HLINEとVSYNCの最終段がすこし勿体ない使い方にも見えますが、同期ロード・イネーブル付きのFFを探すよりはこっちのほうが楽です。

5. 製作

製作にはサンハヤトのICパターン基板CPU-131を用いました。(これが一番高い)
ICソケットとパスコンをこのパターンに沿って実装し、ICの電源ラインのみをはんだ付けします。
そして、ICソケットに合わせてピンヘッダを実装します。今回は11.6mmと17mmのものを使用しました。

配線は0.26mm径(AWG30)のETFE線を用いました。ただし、今回ははんだ付けではなくワイヤラッピングで配線しました。
ピンヘッダにワイヤラッピングツールを用いてETFE線を巻き付けて配線します。巻き付けというと小学生の工作みたいに接触不良頻発が思い浮かびますが、ちゃんとした器具を使って操作すればこれでもしっかり導通します。
すべての配線が終わったら、テスターで導通・絶縁をチェックしてICをソケットにはめ込みます。
最終的に次のようになりました。



(左:表面 盛りソバ^^; 右:裏面 スッキリ)
信号線はなるべく分枝せず、一直線上にのるように配線します。
これもUEWだと途中にハンダゴテを当てて被覆を融かす必要がありますが、ワイヤラッピングだとただ順に巻き付けるだけなのですごくラクです。

6. 実験

まずは、信号がちゃんと出ているか検証です。
オシロスコープとかいう超高価な器具は持っていないので、九工大のArduino簡易オシロでチェックです。


(左:水平同期信号 右:垂直同期信号)
計算通りの周波数で大丈夫そうなので、ディスプレイに接続して実験です。
前述のとおりRAM周辺やマルチプレクサがないので、せっかく作ったブランク信号はパスです。
水平同期信号(HSYNC)と垂直同期信号(VSYNC)をディスプレイのVGA端子の13・14ピンに接続し、適当なピクセルアドレスとラインアドレスのビットを470Ωの抵抗を介してそれぞれ2・3ピン(GreenとBlue)に接続します。
D-Subミニ15pinのソケットを持っていないのでケーブルに直接ワイヤラッピングで接続します(^^;
当然GNDも接続しますが、面倒なのでフレームにつなぎました。
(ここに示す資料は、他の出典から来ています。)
PR #3612, opened 2023-07-14
[Bootstore] Network config replication

andrewjstone:
Implement a replication and storage protocol for generic network config blobs inside the bootstore.

Blobs are versioned by a generation number and updated at a single node via `NodeHandle::update_network_config` and broadcast to other connected nodes. When a node comes online it sends its network config to its peer if it has one, and each side updates to the latest version exchanged. Current network config can be retrieved locally via `NodeHandle::get_network_config`.

### DIFF
--- a/bootstore/src/schemes/v0/peer.rs
+++ b/bootstore/src/schemes/v0/peer.rs
@@ -606,24 +606,29 @@ impl Node {
                 "Sending network config with generation {} to {id}",
                 network_config.generation
             );
-            // Send the current network config
-            if let Err(e) = handle
-                .tx
-                .send(MainToConnMsg::Msg(Msg::NetworkConfig(
-                    network_config.clone(),
-                )))
-                .await
-            {
-                warn!(
-                    self.log,
-                    concat!(
-                        "Failed to send network config to connection ",
-                        "management task for {} {:?}"
-                    ),
-                    id,
-                    e
-                );
-            }
+            self.send_network_config(network_config.clone(), id, handle).await;
+        }
+    }
+
+    // Send network config to a peer
+    async fn send_network_config(
+        &self,
+        config: NetworkConfig,
+        peer_id: &Baseboard,
+        handle: &PeerConnHandle,
+    ) {
+        if let Err(e) =
+            handle.tx.send(MainToConnMsg::Msg(Msg::NetworkConfig(config))).await
+        {
+            warn!(
+                self.log,
+                concat!(
+                    "Failed to send network config to connection ",
+                    "management task for {} {:?}"
+                ),
+                peer_id,
+                e
+            );
         }
     }
 
@@ -780,24 +785,12 @@ impl Node {
                     unique_id: accepted_handle.unique_id,
                 };
                 if let Some(network_config) = self.network_config.as_ref() {
-                    // Send the current network config
-                    if let Err(e) = handle
-                        .tx
-                        .send(MainToConnMsg::Msg(Msg::NetworkConfig(
-                            network_config.clone(),
-                        )))
-                        .await
-                    {
-                        warn!(
-                            self.log,
-                            concat!(
-                                "Failed to send network config to connection ",
-                                "management task for {} {:?}"
-                            ),
-                            peer_id,
-                            e
-                        );
-                    }
+                    self.send_network_config(
+                        network_config.clone(),
+                        &peer_id,
+                        &handle,
+                    )
+                    .await;
                 }
 
                 self.established_connections.insert(peer_id.clone(), handle);
@@ -820,24 +813,12 @@ impl Node {
                     }
 
                     if let Some(network_config) = self.network_config.as_ref() {
-                        // Send the current network config
-                        if let Err(e) = handle
-                            .tx
-                            .send(MainToConnMsg::Msg(Msg::NetworkConfig(
-                                network_config.clone(),
-                            )))
-                            .await
-                        {
-                            warn!(
-                                self.log,
-                                concat!(
-                                    "Failed to send network config to ",
-                                    "connection management task for {}: {:?}"
-                                ),
-                                peer_id,
-                                e
-                            );
-                        }
+                        self.send_network_config(
+                            network_config.clone(),
+                            &peer_id,
+                            &handle,
+                        )
+                        .await;
                     }
 
                     self.established_connections
--- a/bootstore/src/schemes/v0/peer.rs
+++ b/bootstore/src/schemes/v0/peer.rs
@@ -999,7 +999,7 @@ mod tests {
             .collect()
     }
 
-    fn initial_config(tempdir: &Utf8TempDir) -> Vec<Config> {
+    fn initial_config(tempdir: &Utf8TempDir, port_start: u16) -> Vec<Config> {
         initial_members()
             .into_iter()
             .enumerate()
@@ -1008,7 +1008,7 @@ mod tests {
                 let network_file = format!("test-{i}-network-config-ledger");
                 Config {
                     id,
-                    addr: format!("[::1]:3333{}", i).parse().unwrap(),
+                    addr: format!("[::1]:{}{}", port_start, i).parse().unwrap(),
                     time_per_tick: Duration::from_millis(20),
                     learn_timeout: Duration::from_secs(5),
                     rack_init_timeout: Duration::from_secs(10),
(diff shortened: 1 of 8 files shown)


bootstore/src/schemes/v0/peer.rs
```diff
@@ -448,6 +522,108 @@ impl Node {
...
+            {
+                warn!(
+                    self.log,
+                    concat!(
+                        "Failed to send network config to connection ",
+                        "management task for {} {:?}"
+                    ),
+                    id,
+                    e
+                );
```
andrewjstone, line 625: Could probably put this in a method since it's identical in 3 places

bootstore/src/schemes/v0/peer.rs
```diff
@@ -448,6 +522,108 @@ impl Node {
...
+                    self.network_config = Some(config.clone());
+                    NetworkConfig::save(
+                        &self.log,
+                        self.config.network_config_ledger_paths.clone(),
+                        config,
+                    )
+                    .await;
+                    // Broadacst the updated config. We only broadcast
+                    // when we successfully update it so we don't trigger an
+                    // endless broadcast storm.
```
mkeeter, line 573: I think this will still trigger a small broadcast storm, since each node in the network will receive a new config, update itself, and then call `broadcast_network_config` itself.

bootstore/src/schemes/v0/peer.rs
```diff
@@ -686,6 +904,31 @@ impl Node {
...
+                if generation > current_gen {
+                    self.network_config = Some(config.clone());
+                    NetworkConfig::save(
+                        &self.log,
+                        self.config.network_config_ledger_paths.clone(),
+                        config,
+                    )
+                    .await;
+                    self.broadcast_network_config(Some(&from)).await;
+                }
```
mkeeter, line 930: If someone sent us an outdated network config (`generation < current_gen`), should we send a message back to them with the current config?

bootstore/src/schemes/v0/peer.rs
```diff
@@ -971,4 +1226,176 @@ mod tests {
...
+                if h.get_network_config().await.unwrap().as_ref()
+                    != Some(&new_config)
+                {
+                    // We need to try again
+                    continue 'outer;
+                }
+            }
+            // Success
+            break;
+        }
```
mkeeter, line 1381:
```suggestion
        loop {
            if Instant::now() - start > POLL_TIMEOUT {
                panic!("network config not replicated");
            }
            if [&handle0, &handle1, &handle2, &learner_handle].into_iter().all(
                |h| {
                    h.get_network_config().await.unwrap().as_ref()
                        == Some(&new_config)
                },
            ) {
                break;
            }
        }
```

bootstore/src/schemes/v0/storage.rs
```diff
@@ -96,10 +97,54 @@ pub struct NetworkConfig {
...
+        mut config: NetworkConfig,
+    ) {
+        // Decrement the generation number of the config, so that when we commit
+        // it the commit bumps it back to the actual generation number. This
+        // keeps the generation number of the network config identical to the
+        // ledger generation.
+        //
+        // Note that generation numbers of valid configs must start at 1, so we
+        // specifically do not use a saturating subtraction.
+        config.generation -= 1;
```
mkeeter, line 124: In that case, maybe `checked_sub(1).unwrap()` as an extra check?

bootstore/src/schemes/v0/peer.rs
```diff
@@ -140,28 +167,64 @@ impl NodeHandle {
...
     pub async fn shutdown(&self) -> Result<(), NodeRequestError> {
-        self.tx.send(NodeApiRequest::Shutdown).await?;
+        self.tx
+            .send(NodeApiRequest::Shutdown)
+            .await
+            .map_err(|_| NodeRequestError::Send)?;
         Ok(())
     }
+
+    /// Update network config needed for bringing up the control plane
```
mkeeter, line 197: The fact that this passes in a `NetworkConfig` (including a `generation`) is a little weird to me.  It means that for an API consumer to update the network config, they have to first call `get_network_config` to extract its generation number, then increment it.  That seems like an internal detail that shouldn't be exposed for an "update network config" endpoint.

bootstore/src/schemes/v0/peer.rs
andrewjstone: Yes, that's intentional although I'm not sure it's strictly necessary inside the rack. The goal is to allow all nodes to learn of the update even if there isn't full connectivity due to a network partition. It's cheap though so I kept it for robustness purposes.

bootstore/src/schemes/v0/peer.rs
andrewjstone: It's not necessary, as peers always send out the latest version when they learn of it or on connection. The only time this is actually likely to occur is on a connection to a peer in which case the node which has the later version has already sent it simultaneously.

bootstore/src/schemes/v0/peer.rs
andrewjstone: I like it!

bootstore/src/schemes/v0/storage.rs
andrewjstone: wait, does this not panic in release mode? Shit. Good call.

bootstore/src/schemes/v0/peer.rs
andrewjstone: This is actually critical to the correctness of the system. The local node itself is never actually updating the `NetworkConfig` directly. It's just informing the bootstore that there is an update. The update is immutable for a given `generation` and it can be written into multiple nodes simultaneously. If we did as you suggest, one node could do the RMW to update its local state simultaneously with another. They'd both bump to generation 2 but with different data. And since we only compare based on generation there would be an unknown conflict with some nodes containing some data and other nodes different data. This is because we don't have consensus or atomic updates across nodes in the bootstore. It's just a dumb replicator of versioned immutable data.

The way this is intended to be used is that update will always happen consistently in Nexus with a CTE that bumps the generation number in CockroachDB. Then a nexus instructs a sled agent in a reliable persistent workflow to inform the bootstore of the modification at the new version, and the bootstore replicates it.  

There is still a race here where the rack can crash before the update is persisted to a bootstore node, but after it is written to CockroachDB. The rack still needs to be able to boot with the old network config so it can come up and the reliable persistent workflow can run to inform the bootstore on a reboot. Even without a crash there cannot every be an atomic cutover from one network config to another because all nodes will not learn of it simultaneously. If, say, every node pointing at router a in generation 1 suddenly stopped working immediately after router b was the new thing to point at in generation 2, then there would be an outage until every node learned of the config and pointed to router b. What we want is to point at both router a and b until every node has cutover and then do another update removing router a.

mkeeter: Okay, having the canonical generation number being in CRDB makes sense to me!

bootstore/src/schemes/v0/storage.rs
mkeeter: Unless the release build it built with [overflow checks](https://rust-lang.github.io/rfcs/1535-stable-overflow-checks.html); we do this in Hubris, but I'm not sure about Omicron.

bootstore/src/schemes/v0/peer.rs
mkeeter: Agreed on all fronts!

bootstore/src/schemes/v0/peer.rs
andrewjstone: Hmm, this actually doesn't work because of the `.await` inside the closure. I get the following compilation error:

```
   Compiling bootstore v0.1.0 (/home/ajs/omicron/bootstore)
error[E0728]: `await` is only allowed inside `async` functions and blocks
    --> bootstore/src/schemes/v0/peer.rs:1354:43
     |
1353 |                 |h| {
     |                 --- this is not `async`
1354 |                     h.get_network_config().await.unwrap().as_ref()
     |                                           ^^^^^^ only allowed inside `async` functions and blocks
```

bootstore/src/schemes/v0/storage.rs
andrewjstone: Done in [cd37295](https://github.com/oxidecomputer/omicron/pull/3612/commits/cd3729569e81ebd495999a73ef5ee06a03af3085)

bootstore/src/schemes/v0/peer.rs
andrewjstone: Done in [cd37295](https://github.com/oxidecomputer/omicron/pull/3612/commits/cd3729569e81ebd495999a73ef5ee06a03af3085)

andrewjstone:
Got approval from @smklein to merge.

smklein (approved):

bootstore/src/schemes/v0/peer.rs
mkeeter: Ugh, I hate it when that happens.  It looks like you may be able to use `join_all`, but I'm fine skipping the cleanup if it's too hard.

andrewjstone: Just bigger fish to fry. Got a marlin and a 55 gallon drum of soybean oil!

(^^;;;;
使用したディスプレイはacerのV173です。


(クリックで拡大)
静止画なので分かりませんが、実際にはブレもなくしっかり表示されています。ブランク信号を省略していますが一応フロントポーチとバックポーチの時間は、接続したピクセルアドレス・ラインアドレスのビットがLになっているので同等のようです。

7. あとがき

今回はワイヤラッピングに初挑戦しました。ワイヤラッピングは熱源を使用しないので、中断・再開がはんだ付けよりも簡単で、火事に気を払う必要もないため、空いた時間や片手間でサクサクと配線ができました。
配線量が多い回路だったのでピッタリだったとおもいます。
むしろ、この17mmピンヘッダのはんだ付けが大変でした。実は17mmピンヘッダは中華から買ったものだったのですが、はんだが全然乗らず(国内で買った11.6mmはスッと乗る)、フラックスを大量に塗ってなんとかはんだ付けできました。
ワイヤラッピングの仕方を工夫することで11.6mmでも足りるようにして11.6mmを使った方がよかったと思います。
今回の回路を設計する際に大いに参考にさせていただいた、がたろう氏のVGA回路はTTLを用いていたため、パッと見の回路図は配線が少なく見えたのですが、自分が製作した回路はCMOSを用いたため、入力ピンをすべて処理しなければならず、意外と配線量が増えました。